===== Listed entries
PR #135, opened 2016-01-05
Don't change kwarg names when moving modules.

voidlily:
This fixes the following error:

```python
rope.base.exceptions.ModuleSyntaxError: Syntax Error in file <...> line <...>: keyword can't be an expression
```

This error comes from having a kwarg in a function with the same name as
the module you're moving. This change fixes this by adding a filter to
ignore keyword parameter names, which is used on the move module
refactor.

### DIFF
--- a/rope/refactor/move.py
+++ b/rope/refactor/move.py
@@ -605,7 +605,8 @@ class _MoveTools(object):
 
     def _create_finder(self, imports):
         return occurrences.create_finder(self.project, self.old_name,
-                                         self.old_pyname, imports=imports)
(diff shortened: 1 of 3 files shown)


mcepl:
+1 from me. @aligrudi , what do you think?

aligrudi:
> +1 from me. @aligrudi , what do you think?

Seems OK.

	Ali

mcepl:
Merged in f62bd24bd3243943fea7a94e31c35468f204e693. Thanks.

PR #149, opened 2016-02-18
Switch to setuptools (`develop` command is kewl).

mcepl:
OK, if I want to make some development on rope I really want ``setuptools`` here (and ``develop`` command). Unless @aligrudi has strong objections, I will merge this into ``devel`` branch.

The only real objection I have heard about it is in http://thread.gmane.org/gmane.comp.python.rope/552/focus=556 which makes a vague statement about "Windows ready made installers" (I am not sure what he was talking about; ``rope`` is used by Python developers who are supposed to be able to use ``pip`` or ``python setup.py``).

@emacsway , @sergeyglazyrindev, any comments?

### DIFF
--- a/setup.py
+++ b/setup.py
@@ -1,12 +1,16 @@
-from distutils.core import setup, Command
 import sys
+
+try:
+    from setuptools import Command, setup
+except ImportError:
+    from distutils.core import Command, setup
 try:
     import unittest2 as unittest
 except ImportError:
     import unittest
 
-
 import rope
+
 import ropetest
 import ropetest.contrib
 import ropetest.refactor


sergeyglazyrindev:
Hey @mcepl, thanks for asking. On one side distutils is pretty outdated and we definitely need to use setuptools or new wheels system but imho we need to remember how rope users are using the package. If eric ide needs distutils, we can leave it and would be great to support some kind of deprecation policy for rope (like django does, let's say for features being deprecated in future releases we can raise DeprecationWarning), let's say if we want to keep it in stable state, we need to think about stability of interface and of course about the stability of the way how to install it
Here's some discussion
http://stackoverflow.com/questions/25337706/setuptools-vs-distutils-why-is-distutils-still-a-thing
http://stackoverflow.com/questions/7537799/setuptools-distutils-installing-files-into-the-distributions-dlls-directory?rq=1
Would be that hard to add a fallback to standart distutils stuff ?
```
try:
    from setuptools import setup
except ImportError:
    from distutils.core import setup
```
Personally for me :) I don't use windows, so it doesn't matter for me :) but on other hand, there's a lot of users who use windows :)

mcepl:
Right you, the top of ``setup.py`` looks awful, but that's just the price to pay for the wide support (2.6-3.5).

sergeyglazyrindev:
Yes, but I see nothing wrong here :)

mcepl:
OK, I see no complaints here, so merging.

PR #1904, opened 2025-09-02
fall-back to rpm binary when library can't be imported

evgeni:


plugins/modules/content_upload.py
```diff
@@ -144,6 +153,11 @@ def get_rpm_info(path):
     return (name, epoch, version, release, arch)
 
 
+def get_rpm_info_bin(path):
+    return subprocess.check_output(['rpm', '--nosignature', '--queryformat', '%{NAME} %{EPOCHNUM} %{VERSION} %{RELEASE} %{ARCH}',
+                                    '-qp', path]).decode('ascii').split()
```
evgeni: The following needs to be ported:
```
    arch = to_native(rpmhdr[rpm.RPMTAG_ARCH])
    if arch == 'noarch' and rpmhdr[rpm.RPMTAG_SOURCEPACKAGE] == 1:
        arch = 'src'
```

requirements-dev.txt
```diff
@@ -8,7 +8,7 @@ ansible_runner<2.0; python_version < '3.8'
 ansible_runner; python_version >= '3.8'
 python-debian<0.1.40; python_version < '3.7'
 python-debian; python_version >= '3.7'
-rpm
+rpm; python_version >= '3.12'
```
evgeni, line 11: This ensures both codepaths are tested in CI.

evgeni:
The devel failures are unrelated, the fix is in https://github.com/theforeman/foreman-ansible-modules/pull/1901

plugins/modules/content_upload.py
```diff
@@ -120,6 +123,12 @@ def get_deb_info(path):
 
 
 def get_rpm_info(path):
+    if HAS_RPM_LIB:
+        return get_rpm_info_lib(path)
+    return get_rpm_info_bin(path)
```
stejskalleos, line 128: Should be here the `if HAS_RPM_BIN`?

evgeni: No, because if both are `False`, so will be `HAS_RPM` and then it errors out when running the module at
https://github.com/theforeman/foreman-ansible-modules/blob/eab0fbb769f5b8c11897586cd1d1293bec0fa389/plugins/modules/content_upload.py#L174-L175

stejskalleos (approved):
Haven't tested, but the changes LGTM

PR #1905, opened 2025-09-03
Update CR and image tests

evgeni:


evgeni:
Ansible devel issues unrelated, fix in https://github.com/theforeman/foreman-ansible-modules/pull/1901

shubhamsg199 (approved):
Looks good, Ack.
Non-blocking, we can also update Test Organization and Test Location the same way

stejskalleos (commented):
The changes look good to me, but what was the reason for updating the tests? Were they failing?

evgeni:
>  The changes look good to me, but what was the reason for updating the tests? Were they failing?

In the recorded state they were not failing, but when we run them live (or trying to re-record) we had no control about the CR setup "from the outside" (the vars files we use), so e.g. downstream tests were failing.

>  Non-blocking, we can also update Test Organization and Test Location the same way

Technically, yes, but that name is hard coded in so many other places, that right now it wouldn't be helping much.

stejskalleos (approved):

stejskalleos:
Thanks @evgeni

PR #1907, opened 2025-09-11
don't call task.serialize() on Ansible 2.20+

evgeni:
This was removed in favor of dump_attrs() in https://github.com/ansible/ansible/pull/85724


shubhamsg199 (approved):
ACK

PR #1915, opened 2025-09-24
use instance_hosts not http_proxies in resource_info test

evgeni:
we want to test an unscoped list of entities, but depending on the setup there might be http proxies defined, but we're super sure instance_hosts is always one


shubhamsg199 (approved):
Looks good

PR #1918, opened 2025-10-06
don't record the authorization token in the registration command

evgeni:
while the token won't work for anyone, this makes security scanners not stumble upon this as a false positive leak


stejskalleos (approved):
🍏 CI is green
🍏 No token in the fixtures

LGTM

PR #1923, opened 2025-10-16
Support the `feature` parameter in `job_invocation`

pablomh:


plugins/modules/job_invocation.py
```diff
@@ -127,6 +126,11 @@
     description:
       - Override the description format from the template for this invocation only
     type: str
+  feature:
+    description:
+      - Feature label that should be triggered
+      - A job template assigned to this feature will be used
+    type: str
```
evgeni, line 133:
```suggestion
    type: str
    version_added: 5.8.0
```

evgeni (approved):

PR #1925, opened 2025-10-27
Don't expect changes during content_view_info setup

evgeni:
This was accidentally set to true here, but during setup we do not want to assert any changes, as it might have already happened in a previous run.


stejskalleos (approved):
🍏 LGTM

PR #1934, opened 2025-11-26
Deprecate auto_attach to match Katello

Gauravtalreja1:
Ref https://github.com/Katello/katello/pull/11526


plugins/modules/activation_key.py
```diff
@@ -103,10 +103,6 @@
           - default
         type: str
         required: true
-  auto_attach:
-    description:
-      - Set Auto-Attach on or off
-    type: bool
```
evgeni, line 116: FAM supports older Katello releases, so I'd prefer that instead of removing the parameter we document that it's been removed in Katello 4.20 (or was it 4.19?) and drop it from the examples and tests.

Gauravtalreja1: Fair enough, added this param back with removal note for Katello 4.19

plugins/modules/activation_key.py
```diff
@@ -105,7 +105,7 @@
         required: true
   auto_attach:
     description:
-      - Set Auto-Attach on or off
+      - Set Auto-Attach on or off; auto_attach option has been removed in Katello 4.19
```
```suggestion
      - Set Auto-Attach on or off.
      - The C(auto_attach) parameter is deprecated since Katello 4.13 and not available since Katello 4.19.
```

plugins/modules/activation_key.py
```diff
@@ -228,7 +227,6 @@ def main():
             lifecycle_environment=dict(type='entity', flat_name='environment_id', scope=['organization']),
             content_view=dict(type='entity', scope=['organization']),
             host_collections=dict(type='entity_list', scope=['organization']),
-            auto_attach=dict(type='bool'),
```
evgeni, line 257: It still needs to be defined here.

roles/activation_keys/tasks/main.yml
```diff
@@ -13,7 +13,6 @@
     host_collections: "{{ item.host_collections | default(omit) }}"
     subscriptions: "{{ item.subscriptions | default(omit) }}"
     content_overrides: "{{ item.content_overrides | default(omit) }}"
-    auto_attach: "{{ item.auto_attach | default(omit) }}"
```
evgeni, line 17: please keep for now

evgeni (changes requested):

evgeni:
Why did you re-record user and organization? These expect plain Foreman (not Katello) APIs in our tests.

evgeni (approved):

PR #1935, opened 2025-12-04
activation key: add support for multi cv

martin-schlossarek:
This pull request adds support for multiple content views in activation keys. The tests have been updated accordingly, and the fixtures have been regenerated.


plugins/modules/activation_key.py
==========
# What you should do
Please tally the lines in the data above containing the string "there", and give the number alone.

# Answer space
2